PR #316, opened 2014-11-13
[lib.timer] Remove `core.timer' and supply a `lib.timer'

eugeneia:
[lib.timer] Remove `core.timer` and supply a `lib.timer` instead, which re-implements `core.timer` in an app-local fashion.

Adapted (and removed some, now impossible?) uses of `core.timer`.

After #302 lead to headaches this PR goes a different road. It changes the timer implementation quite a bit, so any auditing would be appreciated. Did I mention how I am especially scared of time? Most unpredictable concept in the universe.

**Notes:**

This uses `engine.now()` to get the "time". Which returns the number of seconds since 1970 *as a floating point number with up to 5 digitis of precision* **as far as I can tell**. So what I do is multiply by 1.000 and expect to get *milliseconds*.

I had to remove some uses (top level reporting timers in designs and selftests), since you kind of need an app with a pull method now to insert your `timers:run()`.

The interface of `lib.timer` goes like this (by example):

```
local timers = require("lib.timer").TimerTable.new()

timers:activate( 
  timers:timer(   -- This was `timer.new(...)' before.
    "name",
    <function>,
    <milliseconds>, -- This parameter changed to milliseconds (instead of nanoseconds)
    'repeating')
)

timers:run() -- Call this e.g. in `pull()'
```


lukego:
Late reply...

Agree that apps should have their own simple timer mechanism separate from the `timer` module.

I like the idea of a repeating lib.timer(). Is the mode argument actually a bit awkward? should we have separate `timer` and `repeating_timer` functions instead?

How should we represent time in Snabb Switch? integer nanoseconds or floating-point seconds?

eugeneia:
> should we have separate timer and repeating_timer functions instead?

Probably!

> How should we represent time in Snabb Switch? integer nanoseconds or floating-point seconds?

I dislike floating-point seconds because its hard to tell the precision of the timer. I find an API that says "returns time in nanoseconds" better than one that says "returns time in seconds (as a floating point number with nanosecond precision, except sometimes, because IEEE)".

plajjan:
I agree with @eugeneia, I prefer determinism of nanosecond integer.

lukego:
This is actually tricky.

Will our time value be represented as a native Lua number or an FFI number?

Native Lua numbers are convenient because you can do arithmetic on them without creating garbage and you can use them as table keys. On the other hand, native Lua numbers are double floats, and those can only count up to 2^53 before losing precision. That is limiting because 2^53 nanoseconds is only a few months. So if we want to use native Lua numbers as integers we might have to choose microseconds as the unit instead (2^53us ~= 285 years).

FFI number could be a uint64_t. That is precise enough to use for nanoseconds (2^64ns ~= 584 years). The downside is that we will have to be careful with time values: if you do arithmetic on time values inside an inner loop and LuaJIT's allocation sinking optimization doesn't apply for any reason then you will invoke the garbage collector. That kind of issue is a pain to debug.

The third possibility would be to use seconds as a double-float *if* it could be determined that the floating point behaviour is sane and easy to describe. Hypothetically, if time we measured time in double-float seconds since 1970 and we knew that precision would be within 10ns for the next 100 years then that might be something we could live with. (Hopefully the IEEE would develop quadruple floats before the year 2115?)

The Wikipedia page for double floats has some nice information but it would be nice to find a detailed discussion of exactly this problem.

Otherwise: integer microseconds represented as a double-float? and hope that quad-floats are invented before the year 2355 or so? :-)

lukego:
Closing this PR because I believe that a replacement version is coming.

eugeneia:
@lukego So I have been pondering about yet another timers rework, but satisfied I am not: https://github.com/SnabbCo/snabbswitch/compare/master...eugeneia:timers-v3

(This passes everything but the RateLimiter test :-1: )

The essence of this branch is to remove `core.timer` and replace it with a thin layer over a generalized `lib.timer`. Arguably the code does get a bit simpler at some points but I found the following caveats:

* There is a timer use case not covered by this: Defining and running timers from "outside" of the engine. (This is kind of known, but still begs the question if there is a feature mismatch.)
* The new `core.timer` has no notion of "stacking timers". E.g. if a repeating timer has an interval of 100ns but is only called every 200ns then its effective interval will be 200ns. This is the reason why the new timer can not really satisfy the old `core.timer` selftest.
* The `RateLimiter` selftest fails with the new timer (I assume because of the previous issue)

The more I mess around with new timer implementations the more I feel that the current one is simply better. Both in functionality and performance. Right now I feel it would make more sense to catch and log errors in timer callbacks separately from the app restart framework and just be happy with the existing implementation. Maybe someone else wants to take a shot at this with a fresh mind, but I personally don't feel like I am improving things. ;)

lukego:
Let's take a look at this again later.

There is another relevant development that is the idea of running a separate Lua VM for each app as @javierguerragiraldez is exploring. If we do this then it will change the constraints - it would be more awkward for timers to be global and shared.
====
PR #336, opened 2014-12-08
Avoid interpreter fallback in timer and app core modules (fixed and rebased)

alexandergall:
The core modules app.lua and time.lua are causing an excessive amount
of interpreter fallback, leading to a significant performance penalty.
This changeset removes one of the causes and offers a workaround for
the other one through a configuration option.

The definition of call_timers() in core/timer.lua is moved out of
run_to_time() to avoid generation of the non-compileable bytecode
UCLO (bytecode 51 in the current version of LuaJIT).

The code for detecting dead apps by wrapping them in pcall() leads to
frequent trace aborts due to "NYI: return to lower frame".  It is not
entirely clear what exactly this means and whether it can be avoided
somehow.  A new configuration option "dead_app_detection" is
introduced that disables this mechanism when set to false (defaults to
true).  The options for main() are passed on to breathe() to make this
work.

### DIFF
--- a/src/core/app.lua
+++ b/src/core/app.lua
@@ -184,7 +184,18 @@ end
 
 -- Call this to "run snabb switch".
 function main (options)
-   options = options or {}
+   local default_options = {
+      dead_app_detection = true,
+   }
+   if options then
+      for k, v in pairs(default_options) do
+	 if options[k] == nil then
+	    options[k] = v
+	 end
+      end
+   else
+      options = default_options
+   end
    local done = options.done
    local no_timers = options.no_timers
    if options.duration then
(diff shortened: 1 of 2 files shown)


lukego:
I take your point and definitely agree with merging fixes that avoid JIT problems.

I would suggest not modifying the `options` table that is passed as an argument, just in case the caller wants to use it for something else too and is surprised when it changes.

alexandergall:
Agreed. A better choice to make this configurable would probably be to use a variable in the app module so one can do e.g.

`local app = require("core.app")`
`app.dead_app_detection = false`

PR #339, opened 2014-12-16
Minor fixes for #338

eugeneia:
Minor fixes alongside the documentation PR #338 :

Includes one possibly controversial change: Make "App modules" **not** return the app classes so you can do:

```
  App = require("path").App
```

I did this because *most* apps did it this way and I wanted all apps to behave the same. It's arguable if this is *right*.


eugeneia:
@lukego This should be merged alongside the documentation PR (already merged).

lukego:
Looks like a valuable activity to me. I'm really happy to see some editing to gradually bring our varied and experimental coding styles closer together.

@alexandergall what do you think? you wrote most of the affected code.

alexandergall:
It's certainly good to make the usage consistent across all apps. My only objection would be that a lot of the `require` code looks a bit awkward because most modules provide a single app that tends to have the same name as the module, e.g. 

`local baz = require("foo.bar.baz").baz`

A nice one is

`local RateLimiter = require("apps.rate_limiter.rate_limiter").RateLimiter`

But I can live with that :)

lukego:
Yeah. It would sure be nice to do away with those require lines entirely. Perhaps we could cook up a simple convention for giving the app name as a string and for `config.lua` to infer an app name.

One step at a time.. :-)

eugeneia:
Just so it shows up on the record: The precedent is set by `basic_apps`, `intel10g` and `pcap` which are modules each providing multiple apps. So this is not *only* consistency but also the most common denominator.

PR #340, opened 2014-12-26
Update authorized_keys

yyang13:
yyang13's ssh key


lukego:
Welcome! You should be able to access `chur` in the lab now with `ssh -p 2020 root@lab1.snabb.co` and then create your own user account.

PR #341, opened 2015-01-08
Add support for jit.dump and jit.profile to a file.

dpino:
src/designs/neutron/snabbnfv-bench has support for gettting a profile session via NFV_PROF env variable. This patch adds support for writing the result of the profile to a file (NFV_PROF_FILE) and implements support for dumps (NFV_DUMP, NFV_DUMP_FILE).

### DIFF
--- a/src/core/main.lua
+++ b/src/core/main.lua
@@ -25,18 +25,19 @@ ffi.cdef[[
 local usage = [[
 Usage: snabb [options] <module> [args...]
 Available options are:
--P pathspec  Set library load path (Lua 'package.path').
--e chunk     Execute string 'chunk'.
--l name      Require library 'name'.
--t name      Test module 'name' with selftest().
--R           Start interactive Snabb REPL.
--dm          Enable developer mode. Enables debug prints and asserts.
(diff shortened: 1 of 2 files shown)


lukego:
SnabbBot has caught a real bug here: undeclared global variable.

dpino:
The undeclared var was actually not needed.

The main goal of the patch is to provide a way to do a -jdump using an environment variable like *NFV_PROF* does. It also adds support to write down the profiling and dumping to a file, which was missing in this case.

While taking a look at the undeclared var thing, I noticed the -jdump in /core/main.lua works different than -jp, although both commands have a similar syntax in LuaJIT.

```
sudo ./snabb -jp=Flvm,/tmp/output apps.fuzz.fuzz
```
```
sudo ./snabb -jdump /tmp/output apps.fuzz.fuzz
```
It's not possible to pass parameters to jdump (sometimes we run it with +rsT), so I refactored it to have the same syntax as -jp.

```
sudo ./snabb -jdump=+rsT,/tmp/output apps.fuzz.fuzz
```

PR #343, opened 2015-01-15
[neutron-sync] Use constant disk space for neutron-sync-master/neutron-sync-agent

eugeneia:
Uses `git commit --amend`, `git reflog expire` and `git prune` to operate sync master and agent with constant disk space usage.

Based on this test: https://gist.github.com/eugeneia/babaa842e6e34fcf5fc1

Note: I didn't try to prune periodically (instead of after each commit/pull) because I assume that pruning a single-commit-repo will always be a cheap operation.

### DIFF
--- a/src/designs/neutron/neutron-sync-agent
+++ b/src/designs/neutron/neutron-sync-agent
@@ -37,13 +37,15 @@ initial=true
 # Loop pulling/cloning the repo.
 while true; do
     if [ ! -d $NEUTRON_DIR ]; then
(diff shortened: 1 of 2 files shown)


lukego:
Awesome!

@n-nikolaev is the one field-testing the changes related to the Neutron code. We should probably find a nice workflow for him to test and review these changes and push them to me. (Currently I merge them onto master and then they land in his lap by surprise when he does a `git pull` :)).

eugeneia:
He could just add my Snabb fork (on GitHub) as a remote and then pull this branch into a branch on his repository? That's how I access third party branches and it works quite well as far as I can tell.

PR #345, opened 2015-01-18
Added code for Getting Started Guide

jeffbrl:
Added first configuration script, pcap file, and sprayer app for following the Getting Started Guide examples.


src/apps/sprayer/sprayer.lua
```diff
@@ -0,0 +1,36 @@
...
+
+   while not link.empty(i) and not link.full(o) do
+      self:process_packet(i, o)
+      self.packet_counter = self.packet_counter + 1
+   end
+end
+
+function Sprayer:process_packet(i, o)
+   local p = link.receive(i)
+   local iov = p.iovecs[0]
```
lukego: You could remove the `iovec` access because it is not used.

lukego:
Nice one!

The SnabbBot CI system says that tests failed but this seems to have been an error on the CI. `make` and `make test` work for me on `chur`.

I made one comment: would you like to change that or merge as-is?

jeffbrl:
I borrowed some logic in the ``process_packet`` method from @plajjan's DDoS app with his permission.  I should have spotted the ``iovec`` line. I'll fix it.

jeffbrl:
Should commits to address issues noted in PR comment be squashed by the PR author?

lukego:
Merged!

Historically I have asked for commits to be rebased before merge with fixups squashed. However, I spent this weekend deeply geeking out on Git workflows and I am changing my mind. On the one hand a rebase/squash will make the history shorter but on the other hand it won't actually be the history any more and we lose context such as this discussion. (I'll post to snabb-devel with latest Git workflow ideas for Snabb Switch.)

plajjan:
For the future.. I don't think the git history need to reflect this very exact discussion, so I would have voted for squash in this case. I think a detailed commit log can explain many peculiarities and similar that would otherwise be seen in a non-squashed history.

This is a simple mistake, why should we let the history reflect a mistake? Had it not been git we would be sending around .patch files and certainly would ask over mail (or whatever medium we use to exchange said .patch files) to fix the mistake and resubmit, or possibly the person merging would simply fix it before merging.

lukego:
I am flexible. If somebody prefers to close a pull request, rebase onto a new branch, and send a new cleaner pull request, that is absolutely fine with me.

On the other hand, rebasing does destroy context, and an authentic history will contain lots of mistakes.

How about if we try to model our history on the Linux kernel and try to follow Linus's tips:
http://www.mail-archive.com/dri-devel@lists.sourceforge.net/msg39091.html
====
◆ **ASSIGNMENT**
Your response should be the lines of the entries above that include the string "name".

◆ **SOLUTION FOR THIS TASK**
    "name",
It's certainly good to make the usage consistent across all apps. My only objection would be that a lot of the `require` code looks a bit awkward because most modules provide a single app that tends to have the same name as the module, e.g. 
Yeah. It would sure be nice to do away with those require lines entirely. Perhaps we could cook up a simple convention for giving the app name as a string and for `config.lua` to infer an app name.
--l name      Require library 'name'.
--t name      Test module 'name' with selftest().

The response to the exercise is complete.